Revolutionary discovery of water on asteroids rekindles debate on extraterrestrial life

Over a million asteroids, differing in composition and structure, circle our Sun. Asteroids made up of silicate materials without ice predominate closer to the Sun. Conversely, icy objects are more prevalent farther out. Until now, the scientific consensus was that any water within these celestial bodies should have evaporated long ago.

Recent research has challenged this longstanding belief, utilizing data from the airborne SOFIA (Stratospheric Observatory for Infrared Astronomy). Scientists at the Southwest Research Institute unmasked the existence of water on the surface of the Iris and Massalia asteroids.

The asteroids Iris and Massalia, upon which water has been discovered, are found orbiting in the asteroid belt between Mars and Jupiter. These asteroids are colossal, with Iris boasting a diameter of 124 miles and Massalia measuring 84 miles across.

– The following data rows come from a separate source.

PR #1272, opened 2018-01-22
Files (attachments) REST APIs

vboctor:
- Add `access` to attachment information to indicate user's access to download and delete attachment.
- Add `delete_url` for the attachment's delete url, similar to `download_url`.
- Add `icon` for fontowesome icon and `alt` for alternate text.
- Ability to download all attachments associated with an issue via one request.
- Ability to download one attachment associated with an issue.

### DIFF
--- a/api/rest/restcore/issues_rest.php
+++ b/api/rest/restcore/issues_rest.php
@@ -65,6 +65,10 @@ $g_app->group('/issues', function() use ( $g_app ) {
 	# Files
 	$g_app->post( '/{id}/files/', 'rest_issue_file_add' );
 	$g_app->post( '/{id}/files', 'rest_issue_file_add' );
+	$g_app->get( '/{id}/files/', 'rest_issue_files_get' );
+	$g_app->get( '/{id}/files', 'rest_issue_files_get' );
+	$g_app->get( '/{id}/files/{file_id}/', 'rest_issue_files_get' );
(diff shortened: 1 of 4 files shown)


api/rest/restcore/issues_rest.php
```diff
@@ -370,3 +374,59 @@ function rest_issue_monitor_add( \Slim\Http\Request $p_request, \Slim\Http\Respo
...
+			)
+		);
+
+		if( $t_internal_file['can_download'] ) {
+			$t_file['download_url'] = $t_internal_file['download_url'];
+		}
+
+		if( $t_internal_file['can_delete'] ) {
+			$t_file['delete_url'] = $t_internal_file['delete_url'];
+		}
```
syncguru: I did not expect to see this. I thought deleting a file is another REST api, no?

vboctor: > I did not expect to see this. I thought deleting a file is another REST api, no?

Yes, there is another REST API for deleting a file.  The URL here is for the web URL for the delete page for use in the web UI.  I can see how this can be confusing.  Will look again and re-consider.

vboctor: @syncguru Removed the `download_url` and `delete-url`.

syncguru:
Looks good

Scientists at the Southwest Research Institute collected vital data from the SOFIA observatory. Notably, they used readings from the FORCAST (Faint Object InfraRed Camera) camera, an invaluable tool in identifying the signature of water molecules on the asteroids' surface.

Dr. Anicia Arredondo, the lead author of the research from the Southwest Research Institute, confirmed that the water detected on the asteroids is akin to the water found on the Moon, based on measurements of the strength of spectral lines and the volume and distribution of water. The water is intertwined with minerals, trapped within, and is also absorbed by silicates.

Researchers are proposing additional asteroid study. Comprehensive understanding of the water distribution within our solar system mandates further analysis. The team plans to leverage the superior quality optics and an enhanced signal-to-noise ratio of the James Webb Space Telescope in their future endeavors.

Studying the dispersal of asteroids assists scientists in understanding the constitution and transmission of elements in the solar nebula prior to the formation of planets and asteroids. Furthermore, they aim to grasp the dispersion of water, which could offer insights into its spread in exoplanetary systems and potentially hint at the presence of extraterrestrial life.